Teach teens to tame temper tantrums

Teaching teens to tame temper tantrums is neatly alliterative, but in real life it's easier said than done. As parents, we often (wrongly) think it's our job to keep our kids under control. We can only model good choices, establish boundaries and enforce consequences. The teen must learn to manage his emotions and behavior. Here's how parents can help teens deal with anger.

* Acknowledge anger. You don't have to like your teen's anger or agree with the reason for it, but you shouldn't stifle it.

* Explore healthy anger options. Anger can be frightening, but it's a natural emotion that needs expression. Repressed rage is hurtful emotionally and physically. We may not choose to feel anger, but we do choose to our response to it. When your teen explores and expresses anger safely, she's less likely to engage in unhealthy expressions of anger.

* Create "emergency preparedness plans." Teach teens to recognize triggers for hurtful anger. Help them identify anger management strategies. Together, choose a word that your teen can use to communicate impending anger storms.

* Teach the HALTS acronym. When we're hungry (H), angry (A), lonely (L), tired (T) or sick (S), we need to halt and take care of those needs.

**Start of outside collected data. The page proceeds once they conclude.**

PR #867, opened 2021-11-16
Fix rmd preview chunk colouring

### LINKED ISSUE #866: Rmd preview fails if chunk-background setting is empty
With the setting `"r.rmarkdown.chunkBackgroundColor": ""`, the Rmd live preview fails in dark mode.

This can be solved by adding `const regOut = chunkCol.match(colReg) || [];` in [rmarkdown/preview.ts](https://github.com/ManuelHentschel/vscode-R/blob/b47e93b751896b743e269fd9a95189ae74af9f5e/src/rmarkdown/preview.ts#L89-L92), but then the code blocks are rendered with a white background and somewhat difficult to read.

ElianHugh:
# What problem did you solve?

Resolves #866. If a chunk background colour is not defined, fall back to a vscode theme colour

``````
```
A non-code chunk
```

```{r}
1:100
```
``````

### DIFF
--- a/src/rmarkdown/preview.ts
+++ b/src/rmarkdown/preview.ts
@@ -91,10 +91,10 @@ class RMarkdownPreview extends vscode.Disposable {
         if (chunkCol) {
             const colReg = /[0-9.]+/g;
             const regOut = chunkCol.match(colReg);
-            outCol = `rgba(${regOut[0] ?? 100}, ${regOut[1] ?? 100}, ${regOut[2] ?? 100}, ${Number(regOut[3]) + 0.05 ?? .5})`;
+            outCol = `rgba(${regOut[0] ?? 128}, ${regOut[1] ?? 128}, ${regOut[2] ?? 128}, ${Math.max(0, Number(regOut[3]) - 0.05) ?? 0.05})`;
         } else {
-            chunkCol = 'var(--vscode-selection-background)';
-            outCol = 'var(--vscode-selection-background)';
+            chunkCol = 'rgba(128, 128, 128, 0.1)';
+            outCol = 'rgba(128, 128, 128, 0.05)';
         }
 
         const style =
--- a/src/rmarkdown/preview.ts
+++ b/src/rmarkdown/preview.ts
@@ -86,10 +86,16 @@ class RMarkdownPreview extends vscode.Disposable {
         this.htmlLightContent = $.html();
 
         // make the output chunks a little lighter to stand out
-        const chunkCol = String(config().get('rmarkdown.chunkBackgroundColor'));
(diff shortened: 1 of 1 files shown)

### CODE REVIEW

File: src/rmarkdown/preview.ts [hunk 1]
```diff
@@ -86,10 +86,16 @@ class RMarkdownPreview extends vscode.Disposable {
...
-        const outCol = `rgba(${regOut[0] ?? 100}, ${regOut[1] ?? 100}, ${regOut[2] ?? 100}, ${Number(regOut[3]) + 0.05 ?? .5})`;
+        let chunkCol = String(config().get('rmarkdown.chunkBackgroundColor'));
+        let outCol: string;
+        if (chunkCol) {
+            const colReg = /[0-9.]+/g;
+            const regOut = chunkCol.match(colReg);
+            outCol = `rgba(${regOut[0] ?? 100}, ${regOut[1] ?? 100}, ${regOut[2] ?? 100}, ${Number(regOut[3]) + 0.05 ?? .5})`;
+        } else {
+            chunkCol = 'var(--vscode-selection-background)';
+            outCol = 'var(--vscode-selection-background)';
```
renkun-ken, line 97: Should we make the chunk and output appear slightly different?

image

image

renkun-ken:
Looks like we should use something like `rgba(128, 128, 128, 0.1)` and `rgba(128, 128, 128, 0.05)` to get a more consistent coloring under different themes.

src/rmarkdown/preview.ts
```diff
@@ -86,10 +86,16 @@ class RMarkdownPreview extends vscode.Disposable {
         this.htmlLightContent = $.html();
 
         // make the output chunks a little lighter to stand out
-        const chunkCol = String(config().get('rmarkdown.chunkBackgroundColor'));
-        const colReg = /[0-9.]+/g;
-        const regOut = chunkCol.match(colReg);
-        const outCol = `rgba(${regOut[0] ?? 100}, ${regOut[1] ?? 100}, ${regOut[2] ?? 100}, ${Number(regOut[3]) + 0.05 ?? .5})`;
```
renkun-ken, line 92: I suspect that the alpha channel should be something like `${Number(regOut[3]) - 0.05 ?? .05}` to make the output more like the background. In light themes, the default rendering looks like the code chunk is more highlighted than the output from the background.

src/rmarkdown/preview.ts
renkun-ken: Looks like we should use something like `rgba(128, 128, 128, 0.1)` and `rgba(128, 128, 128, 0.05)` to get a more consistent coloring under different themes.

renkun-ken (approved):
LGTM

Snacks, naps, break time, a fun activity--these can ward off temper tantrums.

* Diffuse explosive anger. Show kids how to redirect away from anger-producing situations. Within reason, give them permission to go to their rooms if they need to.

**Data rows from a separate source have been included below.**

PR #880, opened 2021-11-24
adding devtools tasks to command palette

alex-gable:
# What problem did you solve?
while the majority of `devtools::*` package develop/build shortcuts were available, `devtools::check()` was missing.

## (If you have)Screenshot

R: Check available in Command Palette and sends to R console

Build version > `Cmd + Shift + P` > Type `R: Check` > Press Enter

### DIFF
--- a/package.json
+++ b/package.json
@@ -433,22 +433,22 @@
       {
         "title": "Check",
         "category": "R Package",
-        "command": "r.checkTask"
+        "command": "r.check"
       },
       {
         "title": "Document",
         "category": "R Package",
-        "command": "r.documentTask"
+        "command": "r.document"
       },
       {
         "title": "Install",
         "category": "R Package",
-        "command": "r.installTask"
+        "command": "r.install"
       },
       {
         "title": "Test",
         "category": "R Package",
-        "command": "r.testTask"
+        "command": "r.test"
       },
       {
         "title": "Attach Active Terminal",
--- a/package.json
+++ b/package.json
@@ -422,33 +422,33 @@
       },
       {
         "title": "Load All",
-        "category": "R",
+        "category": "R Package",
         "command": "r.loadAll"
       },
       {
-        "title": "Test Package",
-        "category": "R",
-        "command": "r.test"
-      },
-      {
-        "title": "Install Package",
-        "category": "R",
-        "command": "r.install"
-      },
-      {
-        "title": "Build Package",
-        "category": "R",
+        "title": "Build",
+        "category": "R Package",
         "command": "r.build"
       },
       {
-        "title": "Document",
-        "category": "R",
-        "command": "r.document"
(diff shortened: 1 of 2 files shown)


ElianHugh:
I wonder if it would be worth moving away from the runTextInTerm paradigm for these commands (I.e. commands that don't influence/affect the R environment). Is there a benefit to running in the terminal as opposed to a task? We have the devtools::check task definition but iirc no command palette bbinding

renkun-ken:
I think it should be a task instead of sending code to terminal.

alex-gable:
I believe that's how RStudio treats it as well, for whatever that's worth. Should that be in the scope of this PR though?

ElianHugh:
I think for this PR, it would probably be worth pointing the command palette to the task binding. We can do the same for the other command palette bindings in a future PR

alex-gable:
Understood. Just to be transparent, that's likely outside of my skill set

ElianHugh:
No worries, you're 90% there already! I think you would only need to change the command and its arguments. E.g., in my keybindings I have the following:

```
{		
  "key": "ctrl+shift+t",		
  "command": "workbench.action.tasks.runTask",		
  "args": "R: Test"
},
```

alex-gable:
okay, I _think_ this is the solution you alluded to, @ElianHugh, I appreciate the pointer. I did a bit of research and there's definitely more complex (and I think appropriate) ways to accomplish this. see: microsoft/vscode#40758.

any how. I took a couple of liberties in terms of naming and organization. I wanted to be sure the commands that match `Check`, which execute outside of the Terminal, all had tasks. so I added a task for `Build` and then grouped these task commands separately from the other editor independent commands. 

I then categorized these "Package" command contributions separately in the because, as I was testing, it made the command in the palette clearer.

Feel free to revert/change whatever!

package.json
```diff
@@ -422,28 +422,33 @@
...
+        "category": "R Package",
         "command": "r.loadAll"
       },
       {
-        "title": "Test Package",
-        "category": "R",
-        "command": "r.test"
+        "title": "Build",
+        "category": "R Package",
+        "command": "r.build"
```
ElianHugh, line 431: This should probably point to r.buildTask (currently errors out)

ElianHugh:
Thank you for the nice work you've done! The commands work nicely (barring the one issue I've noted above), and I think the naming is appropriate too. I don't have a strong opinion re: naming the commands r.commandTask, but it may cause unexpected  issues for VSCode-R users that have shortcuts pointing to the old command names (e.g. r.test vs r.testTask)

ElianHugh (approved):
LGTM

ElianHugh:
Anything else to add? @renkun-ken

renkun-ken:
LGTM sorry for late reply!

* Lead by example. Model healthy anger management strategies for your teens. Let them see you work through frustrating situations positively. If you blow it, apologize and explain where you went wrong.

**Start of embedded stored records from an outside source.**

Issue #862, opened 2021-11-09
Ikuyadeu.r formatter is 


Yemoloh:
Hi, I've installed R on VScode, but when I try to format my code, I have this message :
"There is no formatter for 'r' files installed"
This is my settings.json

{
"tabnine.experimentalAutoImports": true,
"workbench.colorTheme": "Cobalt2",
"r.alwaysUseActiveTerminal": true,
"r.rpath.windows": "C:\Program Files\R\R-4.1.2\bin",
"r.rterm.windows": "C:\Program Files\R\R-4.1.2\bin\R.exe",
"files.associations": {
"*.rmd": "markdown"
},
"r.dependencyChecks": true,
"editor.formatOnPaste": true,
"editor.formatOnType": true,
"r.lsp.debug": true,
"[r]": {
"editor.defaultFormatter": "Ikuyadeu.r"
},
}

Does anybody had this issue before ?

Yemoloh

To Reproduce

1. Install languageserver
2. Install r.extension
3. Add : "[r]": {
"editor.defaultFormatter": "Ikuyadeu.r"
}, in settings.json
4. Open an r.file, type unformatted code and hit shift+alt+f

- OS: [Windows 10]
- VSCode Version: [1.62.0]
- R Version: [4.1.2]
- vscode-R version: [2.3.2]

renkun-ken:
Looks like the R language client does not correctly start and thus not registered as a valid R formatter. Could you go to `Output -> R Language Server` and take a look at the log of language server. Does it start correctly?

robokamran:
I have the same problem with pretty much the same configuration.
how should I go to `Output -> R Language Server` ??

renkun-ken:
Go to the Output pane and choose "R Language Server" and view the log:

<img width="1476" alt="image" src="https://user-images.githubusercontent.com/4662568/143675112-42e3730f-0f32-44f9-8a39-c97b05f6f9aa.png">

robokamran:
Thank you for your quit reply.
Here is my screenshot, the code runs correctly, but when I hit `ALT+Shift+F` I get that error.
And the output looks like this:

![Screenshot 2021-11-27 191819](https://user-images.githubusercontent.com/8957516/143677254-f73c01cf-49bf-4d2e-a2d0-1a7833f843fe.jpg)

renkun-ken:
Looks like the language server does not start at all.

@ManuelHentschel Does the value of `r.rpath.windows` looks correct?

[...]

PR #884, opened 2021-11-27
Remove quotes from rpath if necessary

ManuelHentschel:
Re #862

Removes the quotes around `r.rpath.XXX` if they are used in the settings but not required for the specific usecase.


renkun-ken (approved):
LGTM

* Get active (especially outside). Teach teens to channel anger into productive avenues like work, exercise or sports. Physical activity dejuices explosive anger. When I am angry, I clean. It burns off negative energy that anger adrenaline produces. Fresh air, as long as it's not too hot, is great for neutralizing anger, too.

* Journal. Writing out feelings in a safe place helps kids explore emotions and problem-solve.

* Avoid digital gadgets. Texting, social networking, computer gaming-- digital interaction can distill negative emotion without providing a physical outlet.

* Teach responsibility. Don't make excuses for inappropriate anger behavior. Make your teen own her emotions and actions. Don't cushion logical consequences. If your teen's anger hurts others, help her make amends. If she damages property, she should pay for repairs. Experiencing c onsequences is uncomfortable, but it's the best way to learn to anger management.

* Don't let anger become a weapon. Anger is a powerful emotion especially for young people still learning to navigate feelings. Don't let teens use anger to avoid responsibility or control others. If your teen's anger seems excessive, see a family counselor. Daily Strength.org is a good online support community for many issues, too. Here's their anger management page.

Using these tips, teens can learn to manage their all their anger proactively.